ÇAYÖNÜ'NÜN BiNLERCE YILLIK ÖYKÜSÜNDEN BiR KESiT
çayönü'nün yerleşim öyküsü şöyle başlar...
Avcı-toplayıcı bir topluluk, güneydoğu Torosların güney eteklerinde Suriye içlerine kadar uzanan geniş düzlükler ile, Doğu Anadolu yüksek platosunun kesiştiği dağ arası ovasında Pleistosen'e ait, artık dol­ma aşamasına gelmiş bir gölün artığı zengin alüvyal topraklara gelip yerleşir. İlk köylerini kurdukları
alan, bir kalker kayalığının sınırladığı, dağdan gelen sürekli bir akarsuyun beslediği çevresi sazlıklar ile kaplı küçük bir gölün kenarıdır. Saz ve kamış demet­lerinin birbirine bağlanması ile oluşturulan yuvarlak çukur tabanlı barınaklarını ortalama 4-5 m. çapın­da açık alanlar bırakarak birbirine yakın olarak yer­leştirirler. Zamanla, kulübelerin yapımında, birbirine sepet örer gibi bağladıkları orta kalınlıkta ağaç dal­larını ya da genç ağaçları kullanarak üzerlerini de toprak ile sıvamaya başladıklarını görmekteyiz. Aynı zamanda kulübeler söbe biçimli bir görünüş kazana­rak iç hacimleri büyümüştür. Kulübe duvarlarının alt kesiminde belli bir yüksekliğe kadar taş kullanımı ve tabanının sıvanması son yuvarlak planlı kulübe­lerin özelliğidir. Bu dönemden sonra artık taş temel ya da subasman çayönü yapılarının vazgeçilmez bir öğesidir.
 
Binlerce yıl önce yabani atalarının avlandığı bölgede evcil hemcinsleri köye dönmekte. (Resim 3)
 
Yuvarlak kulübelerin hemen üzerinde Izgara Planlı Yapılar olarak adlandırdığımız, uzun dikdört­gen, ızgara şeklindeki taban altı düzlemli, üst yapı örtüsünde dal-örgü geleneğinin korunduğu söbe ya­pılar karşımıza çıkmaktadır. Köy sakinlerinin çukur barınaklardan toprak seviyesine hatta "biraz daha yükseğe çıkma" gereksiniminin, su taşkınlarından ya da uzun yağışlı mevsimlerin neden olduğu rutubet­ten kaynaklanmış olabileceği öngörülmektedir. Nite­ kim yerleşmede bu dönemde büyük bir sel baskının olduğu kazılar sırasında belirlenmiştir.
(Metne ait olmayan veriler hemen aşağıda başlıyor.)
PR #150, opened 2021-02-17
Improve --test-logs behavior

uhoh-itsmaciek:
Add the privilege drop test when running as root.

@lfittl is this the right approach here? The test path is a little hard to follow.

### DIFF
--- a/main.go
+++ b/main.go
@@ -116,7 +116,7 @@ func run(ctx context.Context, wg *sync.WaitGroup, globalCollectionOpts state.Col
 			}
 			return
 		} else if globalCollectionOpts.TestRunLogs {
-			runner.TestLogsForAllServers(servers, globalCollectionOpts, logger)
+			reloadOkay = doLogTest(servers, globalCollectionOpts, logger)
 			return
 		} else {
 			var allFullSuccessful bool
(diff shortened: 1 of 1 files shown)


main.go
```diff
@@ -116,7 +116,7 @@ func run(ctx context.Context, wg *sync.WaitGroup, globalCollectionOpts state.Col
 			}
 			return
 		} else if globalCollectionOpts.TestRunLogs {
-			runner.TestLogsForAllServers(servers, globalCollectionOpts, logger)
+			reloadOkay = doLogTest(servers, globalCollectionOpts, logger)
 			return
 		} else {
 			var allFullSuccessful bool
```
uhoh-itsmaciek, line 122: GitHub won't let me comment on the lines below, but should we consider the `doLogTest` return value for the regular test? Right now we have `reloadOkay = allFullSuccessful && allActivitySuccessful` on line 134--should we add the log test result to the conjunction?

main.go
```diff
@@ -559,56 +559,61 @@ func Reload(logger *util.Logger) {
...
-		if err != nil {
-			logger.PrintError("Could not run collector log test as \"pganalyze\" user: %s", err)
-			return
-		}
+	pgaUser, err := user.Lookup("pganalyze")
+	if err != nil {
+		logger.PrintVerbose("Could not locate pganalyze user, skipping privilege drop test: %s", err)
+		return false
+	} else if curUser.Uid == pgaUser.Uid {
+		logger.PrintVerbose("Current user is already pganalyze user, skipping privilege drop test")
```
uhoh-itsmaciek, line 589: Should this be `PrintError`? Or should we return `true` in these cases? Right now the output can be confusing:

```
$ sudo ./pganalyze-collector --test-logs --reload --config=./pganalyze-collector-local.conf
2021/02/17 11:50:27 I Running collector test with pganalyze-collector 0.36.0
2021/02/17 11:50:27 I [server1] Testing log collection (local)...
2021/02/17 11:50:33 I [server1]   Local log test successful
2021/02/17 11:50:33 E Error: Reload requested, but ignoring since configuration errors are present
$ sudo ./pganalyze-collector --test-logs --reload --config=./pganalyze-collector-local.conf --verbose
2021/02/17 11:50:51 V [server1] Identified as api_system_type: self_hosted, api_system_scope: 5432/mydb1*, api_system_id: starling
2021/02/17 11:50:51 V Did not open state file: open /var/lib/pganalyze-collector/state: no such file or directory
2021/02/17 11:50:51 I Running collector test with pganalyze-collector 0.36.0
2021/02/17 11:50:51 I [server1] Testing log collection (local)...
2021/02/17 11:50:51 V [server1] Searching for log file(s) in /var/log/postgresql/postgresql-11-main.log
2021/02/17 11:50:51 V [server1] Tailing log file /var/log/postgresql/postgresql-11-main.log
2021/02/17 11:50:57 I [server1]   Local log test successful
2021/02/17 11:50:57 V [server1] Log file fsnotify watcher received stop signal
2021/02/17 11:50:57 V [server1] Stopping log tail for /var/log/postgresql/postgresql-11-main.log (stop requested)
2021/02/17 11:50:57 V Could not locate pganalyze user, skipping privilege drop test: user: unknown user pganalyze
2021/02/17 11:50:57 E Error: Reload requested, but ignoring since configuration errors are present
```
(The first test fails because I don't have a pganalyze user on this machine, but the test output does not make that clear.)

main.go
lfittl: We intentionally don't fail for the regular test command, since you may not have Log Insights enabled on your plan (which will make the log test fail when its getting the log grant). In those situations we still want `--test` to be successful (i.e. issue a reload), but `--test-logs` should fail (and not reload).

Thus, the code as written here is correct I think. We could add a comment explaining this for future reference in the `--test` command call of `doLogTest` (where we ignore the return value).

main.go
lfittl: You commented on the line that has `logger.PrintVerbose("Current user is already pganalyze user, skipping privilege drop test")` - I assume you actually meant the line that has `logger.PrintVerbose("Could not locate pganalyze user, skipping privilege drop test: %s", err)`?

I think we could consider making that a warning, and doing `return true` in that case. Setups that don't have a pganalyze user are rare (they'd be self compiled), but it might be nice to support running the collector as root in such situations (and having a successful `--test-logs` command), if someone really wants to.

I think the if branch this comment is on `( if curUser.Uid == pgaUser.Uid {`) can be left as-is.

lfittl (approved):
:+1:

Bu yapıların taban düzlemlerini yükseltici taş "ızgaraları" ortaboy toplama taşların yan yana ve üst üs­te iki veya üç sıra şeklinde dizilmesi ile oluşturulan düzlemlerin aralıklarla birbirine koşut yerleştirilme­sidir. Izgara sisteminin yapının her yenilenişinde daha geliştirilmiş olduğu izlenmektedir. Geniş aralıklı iki ucu açık ızgaralardan, meander görünüşlü tek ta­rafı kapatılmış ızgaralara, daha sonra da aralıkların sıklaşıp ızgara ağızlarının kapatıldığı, ızgara aralık­larının da yer yer yassı kapak taşları ile örtüldüğü bir gelişim... Bu tabanın gelişimi, Kanallı Yapılar olarak adlandırdığımız evrede, gelişiminin zirvesine ulaşıp yapının taş ve kerpiçten yapılmış duvarlarını taşıyan ustaca ve özenle örülmüş, birbirinden dar kanallar ile ayrılan taş bir platform haline dönüş­müştür. Izgara planlı yapıların ızgaraları üzeri kamış ve ince dallarla örtülerek üzerinde oturup iş yapıla­bilir bir düzlem oluşturulmuştur. Belki de daha ileri­ki yapılarda karşılaştığımız çok güzel örülmüş hasır­ların ilk ilmekleri bu dönemde atıldı. Bu kalın örtü­nün üzerine toprak bir taban yapılmaktadır. Bu taba­nın eski örnekleri hiç elimize geçmedi, olup olmadı­ğını da şimdilik bilmiyoruz, ancak son yapılarda ta­banın, birbirinden küçük taş dizileri ile ayrılan parçalı bir görünüşü olduğu elimize geçen bir örnekte mevcut. Çok esnek olan alt düzlemin üzerine yapılan yekpare tabanın kullanımı sırasında çabuk çatlayıp kırılması, olasılıkla Çayönü halkını bu tür bir çözü­me zorlamıştır.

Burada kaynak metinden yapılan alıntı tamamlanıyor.